My advice is simple: Get started, see what happens, make adjustments and evolve. Flexibility as a business is more valuable than any plan will ever be.

13. The customer needs to always be at the forefront. Focus on your current customers, not attracting new ones. If you move towards improving and producing content, products and services which matter to your audience then everything else will fall into place and you’ll gain those new customers that you spend so often looking at and creating Facebook ads trying to attract.
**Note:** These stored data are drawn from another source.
PR #627, opened 2023-08-01
Allow custom dependency repositories in SCIP build tool

keynmol:
Previously, when resolving dependencies, we used the following repositories by default:

1. Maven Central
2. Extra repositories such as jitpack, clojars, google's maven repo, etc.

This was (I believe) done for convenience.

There was no way to configure repositories, namely to fully override that list to, for example, avoid Coursier ever going through public repos.

This PR does the following:

- Adds `repositories` (type: array of string) field to `lsif-java.json` with the following semantics:
  - If the field is set, this **fully** overrides the list of remote repositories that will be used (ivy2 local will still be added)
  - if the field is not set, we fall back to previous behaviour: central + ivy2local + some extra remote repos
  - the value `"central"` is handled in a special way in the list and will be resolved to maven central
- Adds `--repositories` repeated flag to `index-dependency` CLI command, with the same behaviour as above: `index-dependency --dependency com.google.code.findbugs:jsr305:3.0.2 --repositories central --repositories http://localhost/bla`
- Refactoring: move the resolving logic to a separate class so we can ensure the repositories are shared

### Test plan

New automated tests

### DIFF
--- a/scip-java/src/main/scala/com/sourcegraph/scip_java/buildtools/ScipBuildTool.scala
+++ b/scip-java/src/main/scala/com/sourcegraph/scip_java/buildtools/ScipBuildTool.scala
@@ -62,6 +62,7 @@ import org.jetbrains.kotlin.config.Services
 import os.CommandResult
 import os.ProcessOutput.Readlines
 import os.SubprocessException
+import com.sourcegraph.scip_java.DependenciesResolver
 
 /**
  * A custom build tool that is specifically made for scip-java.
@@ -165,7 +166,8 @@ class ScipBuildTool(index: IndexCommand) extends BuildTool("SCIP", index) {
     val tmp = Files.createTempDirectory("scip-java")
     Files.createDirectories(tmp)
     Files.createDirectories(targetroot)
-    val deps = Dependencies.resolveDependencies(config.dependencies.map(_.repr))
+    val resolver = Dependencies.resolver(config.repositories)
+    val deps = resolver.resolveDependencies(config.dependencies.map(_.repr))
     val sourceroot = index.workingDirectory
     if (!Files.isDirectory(sourceroot)) {
       throw new NoSuchFileException(sourceroot.toString)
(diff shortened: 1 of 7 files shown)


scip-java/src/main/scala/com/sourcegraph/scip_java/buildtools/ScipBuildTool.scala
```diff
@@ -773,6 +780,9 @@ class ScipBuildTool(index: IndexCommand) extends BuildTool("SCIP", index) {
       reportWarningOnEmptyIndex: Boolean = true,
       javaHome: Option[String] = None,
       dependencies: List[Dependency] = Nil,
+      // If repositories aren't provided at all, use all the defaults
+      // if repositories are set, we only use the ones provided explicitly
+      repositories: Option[List[String]] = None,
```
olafurpg, line 785: Is the expectation that users manually write this? My thinking so far has been to rely on `COURSIER_REPOSITORIES` (https://get-coursier.io/docs/other-repositories) and `COURSIER_CREDENTIALS`, which can be overridden from executors without modifying the scip-java.json file. I haven't validated this works, however.

scip-java/src/main/scala/com/sourcegraph/scip_java/commands/IndexDependencyCommand.scala
```diff
@@ -24,6 +25,8 @@ final case class IndexDependencyCommand(
     index: IndexCommand = IndexCommand(),
     @Hidden
     snapshotCommand: SnapshotCommand = SnapshotCommand(),
+    @Repeated
+    repositories: Option[List[String]] = None,
```
olafurpg, line 29: nit: I normally use `List[String]` to avoid having two representations for the empty case (`None` and `Some(Nil)` )

tests/buildTools/src/test/scala/tests/ScipBuildToolSuite.scala
```diff
@@ -57,4 +100,22 @@ class ScipBuildToolSuite extends BaseBuildToolSuite {
             |""".stripMargin
     )
   }
+
+  private def hasMention(name: String) =
+    (out: String) => {
+      assert(out.contains(name), s"Expected output to mention [$name]")
```
olafurpg, line 106: FYI, `clue(..)` can be useful to provide helpful assertion failures
```suggestion
      assert(clue(out).contains(clue(name)), s"Expected output to mention [$name]")
```

tests/buildTools/src/test/scala/tests/ScipBuildToolSuite.scala
```diff
@@ -57,4 +100,22 @@ class ScipBuildToolSuite extends BaseBuildToolSuite {
...
+    }
+
+  private def doesntMention(name: String) =
+    (out: String) =>
+      assert(!out.contains(name), s"Expected output to not mention [$name]")
+
+  private def all(errorAsserts: String => Unit*) =
```
olafurpg, line 113: MUnit is desperately missing a helper to assert multiple things at once

keynmol:
Olaf and I chatted about this, and came to a conclusion that repositories are not part of "package identity", if you will.

Instead, COURSIER_CREDENTIALS (PR coming) + CREDENTIALS_REPOSITORIES env variables should be used to tightly control the fetching process.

15. Find your like minded allies. When I started GameTime Sports I was surrounded by likeminded entrepreneurs who inspired me to really craft my company for my consumers, after a period I moved away and that inspiration didn’t move with me (so I came back). It’s important to surround yourself with people who want to achieve success, who are passionate and people who can offer real feedback. The people around you, and their positive and inspiring attitudes, matter.

16. I don’t know. Not knowing is incredible, it’s exciting and that’s even more true when you’ve got an awful lot on the line. What’s fascinating about business is that there isn’t a sure fire way to success and there never will be a magic formula. the world is changing daily and new start-ups change with it.

Amazon (world’s biggest product service with no products), Facebook (worlds biggest content provider yet own no content), Uber (world’s biggest taxi service and own no vehicles), Deliveroo (Incredible delivery start up but own no food or vehicles) are all examples of fantastic, successful companies that own zero products, content, vehicles, etc. who would have thought that was possible a decade ago?

You don’t know, the only way you ever will is to take the risk, have fun and enjoy the experience of being an Entrepreneur. It’s not easy, it’s hard work and you’ll spend days wondering whether it’s killing your passion but if you stick with it, don’t let go of what you love then you’ll find a way to make a success of it all.


Great post. :slight_smile:


Great post, Aagam.
Will surely help motivate startups & founders.
Do share more, maybe with examples with ref. to B2B or B2C.